L’intemporalité perdue et autres nouvelles
Des nouvelles d’Anaïs Nin inédites en poche traduites par Agnès Desarthe et préfacées par Capucine Motte, auteure et cofondatrice du prix Anaïs-Nin.
« Habité par des personnages imparfaits, ils ont tous en commun une certaine vision de la féminité, du désir, des fantasmes et s’affranchissent d’une réalité souvent décevante. » Sophie Rosemont, Vogue.
« Mais comment fait-on alors si la chose existe et qu’on a besoin d’un mot pour la nommer ? »
– On n’en parle pas, répondit-il. Ou bien on en invente un nouveau. »

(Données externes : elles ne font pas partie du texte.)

PR #65, opened 2021-12-07
main/os-prober: handle os-probes/mounted/{x86,arm64}/efi/ subdir

yopito:


yopito:
generated package on x86_64 has the same layout than VoidLinux grub package.

PR #80, opened 2022-01-10
main/libpulse: default_progs() already handles usr/share/ content.

yopito:
side effect: new automatic subpackage `libpulse-progs-bashcomp`.
zsh completion stuff remain in libpulse-progs package.


q66:
not really a side effect, it's fully intended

Cet étrange dialogue résume à lui seul l’œuvre d’Anaïs Nin. Comment raconter le désir d’une femme mariée, apprentie écrivaine au début du siècle dernier – désir sexuel, appétit pour la vie, l’art – désir de décrire ce qui n’existe pas encore tant qu’il n’a pas été couché sur le papier ?
C’est à cette définition qu’elle s’attelle dans ces seize nouvelles inédites. La plupart ont été écrites entre 1929 et 1931. Anaïs Nin vit alors à Paris avec son banquier-poète de mari, Hugh Guiler, qui la choie et lui offre une vie aisée. Elle n’a pas encore rencontré Miller (ce sera chose faite en 1932). Elle est encore cette jeune femme, la vingtaine, qui tient assidument un journal intime, journal qui lui fera plus tard atteindre la gloire qu’elle a passé une grande partie de son existence à attendre.
À l’époque, ces textes ne trouvent pas acquéreur : trop singuliers, sans doute, trop étranges.
Ainsi on y croise une jeune femme qui largue les amarres d’un bateau attaché à un arbre au fond d’un jardin, silencieux et sombre, parée pour un grand voyage. Une petite fille abandonnant ses poupées pour se consacrer à l’étude du goût de ses larmes. Un homme d’affaires fuyant le luxe d’un hôtel sur la Riviera autant qu’il fuit celle à laquelle il ne pourra résister longtemps. Une danseuse de flamenco enflammant les passions rêveuses d’une auteure en quête du « sentiment tzigane ». Un homme essayant de changer, de croire aux miracles, sans parvenir à se soustraire à sa véritable nature. Une danse indansable. Un dangereux parfum qui transforme un appartement en lieu de souvenirs entêtants. Des roses rouges pour assouvir un désir enfoui. Un amour rendu impossible par une « intensité pâle ». Les techniques d’un grand écrivain disséqués par son épouse, qui distingue la vraie vie de celle de ses personnages… Hantée par la dualité de l’être et du paraître, par la nécessité de mettre en mots les sentiments et sensations qu’elle accumule en elle, on retrouve dans ces nouvelles ses obsessions et sa langue, pénétrante et poétique.
« Anaïs ne peut être enfermée dans aucune case. Elle n’appartient qu’à elle-même, et elle appartient à tous. Et ces nouvelles en sont l’exquise prémonition », nous dit Capucine Motte dans sa préface à cette édition. Si Anaïs Nin est devenue une icône féministe – elle qui décida de placer l’art au centre de sa vie et de ne jamais avoir d’enfants –, c’est avec une grande liberté qu’elle livre sa propre définition de la féminité. L’Intemporalité perdue et autres nouvelles de jeunesse nous offre, dans une très belle traduction d’Agnès Desarthe, une plongée rare dans la genèse de l’œuvre d’une des auteures les plus modernes et admirées du XXe siècle.
Anaïs Nin
Anaïs Nin, née le 21 février 1903 à Neuilly-sur-Seine et morte le 14 janvier 1977 à Los Angeles, est une femme de lettres américaine d’origine franco-cubaine. Elle doit sa notoriété à la publication de journaux intimes qui s'étalent sur plusieurs décennies et offrant une vision profonde de sa vie privée et de ses relations. La version non censurée de ses journaux n'a pu être publiée qu'après sa mort et celle de son mari. Elle est aussi l'une des premières femmes à écrire des ouvrages érotiques.